■ PROVIDED INFORMATION ■
------
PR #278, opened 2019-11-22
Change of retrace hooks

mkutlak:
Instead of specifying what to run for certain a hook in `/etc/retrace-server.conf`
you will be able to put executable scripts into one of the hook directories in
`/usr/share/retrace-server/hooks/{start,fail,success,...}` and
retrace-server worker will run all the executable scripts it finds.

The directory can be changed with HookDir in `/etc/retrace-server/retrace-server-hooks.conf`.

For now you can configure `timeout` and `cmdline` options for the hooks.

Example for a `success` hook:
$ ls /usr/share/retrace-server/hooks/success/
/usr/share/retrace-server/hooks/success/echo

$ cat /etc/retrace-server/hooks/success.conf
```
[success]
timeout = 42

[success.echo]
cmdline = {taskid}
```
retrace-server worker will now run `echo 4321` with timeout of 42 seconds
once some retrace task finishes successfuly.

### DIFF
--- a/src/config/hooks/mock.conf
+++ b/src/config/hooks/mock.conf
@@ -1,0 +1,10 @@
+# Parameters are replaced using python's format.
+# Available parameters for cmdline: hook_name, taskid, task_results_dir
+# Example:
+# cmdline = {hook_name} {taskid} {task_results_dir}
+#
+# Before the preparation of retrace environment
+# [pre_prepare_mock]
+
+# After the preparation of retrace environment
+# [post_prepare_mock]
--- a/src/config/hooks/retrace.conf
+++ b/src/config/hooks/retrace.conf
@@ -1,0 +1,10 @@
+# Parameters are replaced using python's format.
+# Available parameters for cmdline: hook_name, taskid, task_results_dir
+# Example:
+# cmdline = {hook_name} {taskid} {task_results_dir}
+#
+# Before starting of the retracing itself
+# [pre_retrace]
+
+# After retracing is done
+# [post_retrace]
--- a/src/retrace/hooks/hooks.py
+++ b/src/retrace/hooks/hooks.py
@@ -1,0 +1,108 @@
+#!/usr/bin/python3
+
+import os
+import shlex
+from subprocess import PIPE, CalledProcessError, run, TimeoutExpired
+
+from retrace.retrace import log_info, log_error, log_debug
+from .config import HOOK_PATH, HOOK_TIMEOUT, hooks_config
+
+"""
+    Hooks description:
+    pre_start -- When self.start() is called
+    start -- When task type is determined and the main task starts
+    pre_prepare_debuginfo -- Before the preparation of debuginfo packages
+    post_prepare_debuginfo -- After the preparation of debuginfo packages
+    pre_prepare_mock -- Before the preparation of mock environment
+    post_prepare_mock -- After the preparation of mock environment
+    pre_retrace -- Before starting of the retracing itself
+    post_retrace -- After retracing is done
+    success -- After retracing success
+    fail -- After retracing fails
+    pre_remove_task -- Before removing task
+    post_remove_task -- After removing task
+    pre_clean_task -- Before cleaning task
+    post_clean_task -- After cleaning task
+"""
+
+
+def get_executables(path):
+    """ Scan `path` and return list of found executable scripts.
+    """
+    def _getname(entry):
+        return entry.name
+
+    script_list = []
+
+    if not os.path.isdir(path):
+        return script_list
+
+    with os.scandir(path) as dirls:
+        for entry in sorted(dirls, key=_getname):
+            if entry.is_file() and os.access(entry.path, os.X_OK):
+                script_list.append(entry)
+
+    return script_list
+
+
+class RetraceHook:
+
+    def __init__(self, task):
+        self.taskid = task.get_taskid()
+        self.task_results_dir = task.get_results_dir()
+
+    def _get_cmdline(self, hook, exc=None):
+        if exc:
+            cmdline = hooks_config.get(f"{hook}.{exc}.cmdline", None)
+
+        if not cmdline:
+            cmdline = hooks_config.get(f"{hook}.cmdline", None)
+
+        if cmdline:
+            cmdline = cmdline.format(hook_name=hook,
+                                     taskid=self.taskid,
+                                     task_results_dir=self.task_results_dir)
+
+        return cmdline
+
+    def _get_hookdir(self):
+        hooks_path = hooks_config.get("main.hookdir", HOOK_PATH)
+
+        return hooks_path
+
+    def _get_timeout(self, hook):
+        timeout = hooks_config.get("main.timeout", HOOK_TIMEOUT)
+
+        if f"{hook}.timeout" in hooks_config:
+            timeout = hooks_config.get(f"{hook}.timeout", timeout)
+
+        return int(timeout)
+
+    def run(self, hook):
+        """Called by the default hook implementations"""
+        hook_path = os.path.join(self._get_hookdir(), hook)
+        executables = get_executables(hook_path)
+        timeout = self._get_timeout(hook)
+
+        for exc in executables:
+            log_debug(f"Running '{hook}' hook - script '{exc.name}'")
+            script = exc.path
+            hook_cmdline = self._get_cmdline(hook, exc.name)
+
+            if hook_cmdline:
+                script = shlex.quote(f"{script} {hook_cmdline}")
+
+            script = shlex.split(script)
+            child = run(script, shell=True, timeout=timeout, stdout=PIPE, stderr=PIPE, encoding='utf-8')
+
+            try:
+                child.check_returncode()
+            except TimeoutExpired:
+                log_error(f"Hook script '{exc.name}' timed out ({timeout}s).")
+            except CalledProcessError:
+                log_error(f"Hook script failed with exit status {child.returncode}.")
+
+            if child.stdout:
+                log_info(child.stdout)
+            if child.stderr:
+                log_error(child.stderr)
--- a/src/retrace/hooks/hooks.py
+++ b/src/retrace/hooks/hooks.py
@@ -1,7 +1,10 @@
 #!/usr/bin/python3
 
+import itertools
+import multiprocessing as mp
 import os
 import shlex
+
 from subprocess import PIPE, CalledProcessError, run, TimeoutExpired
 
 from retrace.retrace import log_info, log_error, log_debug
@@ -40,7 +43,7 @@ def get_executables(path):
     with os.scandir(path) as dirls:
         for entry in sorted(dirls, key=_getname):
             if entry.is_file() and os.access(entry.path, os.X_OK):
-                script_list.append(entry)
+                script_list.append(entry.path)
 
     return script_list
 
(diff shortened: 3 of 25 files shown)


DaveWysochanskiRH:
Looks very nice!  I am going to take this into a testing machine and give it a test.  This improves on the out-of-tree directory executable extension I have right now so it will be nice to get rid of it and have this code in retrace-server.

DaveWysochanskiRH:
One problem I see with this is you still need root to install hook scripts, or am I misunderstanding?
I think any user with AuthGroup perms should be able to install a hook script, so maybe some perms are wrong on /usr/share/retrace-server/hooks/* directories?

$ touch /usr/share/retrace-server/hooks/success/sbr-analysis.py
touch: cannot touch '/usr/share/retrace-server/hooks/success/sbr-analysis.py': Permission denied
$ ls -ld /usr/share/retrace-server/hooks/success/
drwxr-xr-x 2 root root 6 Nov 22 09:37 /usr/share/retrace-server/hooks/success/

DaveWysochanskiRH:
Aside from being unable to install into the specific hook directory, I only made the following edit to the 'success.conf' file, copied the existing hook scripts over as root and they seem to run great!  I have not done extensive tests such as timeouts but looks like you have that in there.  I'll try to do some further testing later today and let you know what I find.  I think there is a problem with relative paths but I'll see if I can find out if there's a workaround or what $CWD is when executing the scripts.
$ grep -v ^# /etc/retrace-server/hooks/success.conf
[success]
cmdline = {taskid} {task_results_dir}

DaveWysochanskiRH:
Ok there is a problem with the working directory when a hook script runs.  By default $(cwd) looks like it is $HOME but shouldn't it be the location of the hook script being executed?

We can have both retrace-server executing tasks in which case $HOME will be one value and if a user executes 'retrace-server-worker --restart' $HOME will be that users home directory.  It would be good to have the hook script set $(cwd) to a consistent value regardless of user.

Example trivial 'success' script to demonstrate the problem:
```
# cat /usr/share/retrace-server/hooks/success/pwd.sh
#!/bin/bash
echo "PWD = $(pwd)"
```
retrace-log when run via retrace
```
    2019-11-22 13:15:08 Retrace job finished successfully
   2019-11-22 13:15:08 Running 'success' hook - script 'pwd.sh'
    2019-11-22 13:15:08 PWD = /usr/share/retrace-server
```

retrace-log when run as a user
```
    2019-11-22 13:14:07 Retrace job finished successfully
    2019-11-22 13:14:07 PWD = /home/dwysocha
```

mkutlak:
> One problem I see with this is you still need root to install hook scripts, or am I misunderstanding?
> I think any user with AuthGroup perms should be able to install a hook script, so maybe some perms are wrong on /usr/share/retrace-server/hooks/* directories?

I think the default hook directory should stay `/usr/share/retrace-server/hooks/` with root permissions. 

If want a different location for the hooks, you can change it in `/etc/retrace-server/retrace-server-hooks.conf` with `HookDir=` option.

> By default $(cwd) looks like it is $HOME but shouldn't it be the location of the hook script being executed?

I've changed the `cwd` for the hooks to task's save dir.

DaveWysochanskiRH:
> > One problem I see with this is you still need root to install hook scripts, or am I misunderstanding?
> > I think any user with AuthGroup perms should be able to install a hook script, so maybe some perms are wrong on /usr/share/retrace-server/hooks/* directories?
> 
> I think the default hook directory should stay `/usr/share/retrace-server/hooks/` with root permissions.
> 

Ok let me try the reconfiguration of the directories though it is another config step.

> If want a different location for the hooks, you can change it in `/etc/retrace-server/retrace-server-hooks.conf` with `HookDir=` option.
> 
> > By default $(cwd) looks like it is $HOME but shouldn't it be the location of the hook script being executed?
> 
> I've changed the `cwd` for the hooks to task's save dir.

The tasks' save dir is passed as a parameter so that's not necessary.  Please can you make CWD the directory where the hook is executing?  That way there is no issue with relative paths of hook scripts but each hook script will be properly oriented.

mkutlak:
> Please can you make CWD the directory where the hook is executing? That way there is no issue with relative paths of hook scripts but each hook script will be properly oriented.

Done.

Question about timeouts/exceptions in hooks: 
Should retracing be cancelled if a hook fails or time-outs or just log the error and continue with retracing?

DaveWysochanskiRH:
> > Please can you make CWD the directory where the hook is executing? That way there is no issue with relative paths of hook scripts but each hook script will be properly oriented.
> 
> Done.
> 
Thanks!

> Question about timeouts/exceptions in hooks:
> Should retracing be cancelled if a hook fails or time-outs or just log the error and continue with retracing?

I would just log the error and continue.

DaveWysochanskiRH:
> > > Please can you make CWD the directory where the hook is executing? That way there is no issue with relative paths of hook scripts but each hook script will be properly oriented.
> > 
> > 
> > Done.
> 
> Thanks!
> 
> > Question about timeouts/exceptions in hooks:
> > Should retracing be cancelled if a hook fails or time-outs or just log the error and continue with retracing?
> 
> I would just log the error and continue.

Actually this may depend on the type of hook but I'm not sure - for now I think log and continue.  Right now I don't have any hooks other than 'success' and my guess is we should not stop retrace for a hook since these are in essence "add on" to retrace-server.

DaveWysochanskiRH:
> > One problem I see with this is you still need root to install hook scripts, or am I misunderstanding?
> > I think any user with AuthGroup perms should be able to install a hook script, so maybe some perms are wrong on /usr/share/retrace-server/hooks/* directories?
------
■ PROBLEM DESCRIPTION ■
Find each line in the data above with the word "where", then copy it.

■ REPLY ■
The tasks' save dir is passed as a parameter so that's not necessary.  Please can you make CWD the directory where the hook is executing?  That way there is no issue with relative paths of hook scripts but each hook script will be properly oriented.
> Please can you make CWD the directory where the hook is executing? That way there is no issue with relative paths of hook scripts but each hook script will be properly oriented.
> > Please can you make CWD the directory where the hook is executing? That way there is no issue with relative paths of hook scripts but each hook script will be properly oriented.
> > > Please can you make CWD the directory where the hook is executing? That way there is no issue with relative paths of hook scripts but each hook script will be properly oriented.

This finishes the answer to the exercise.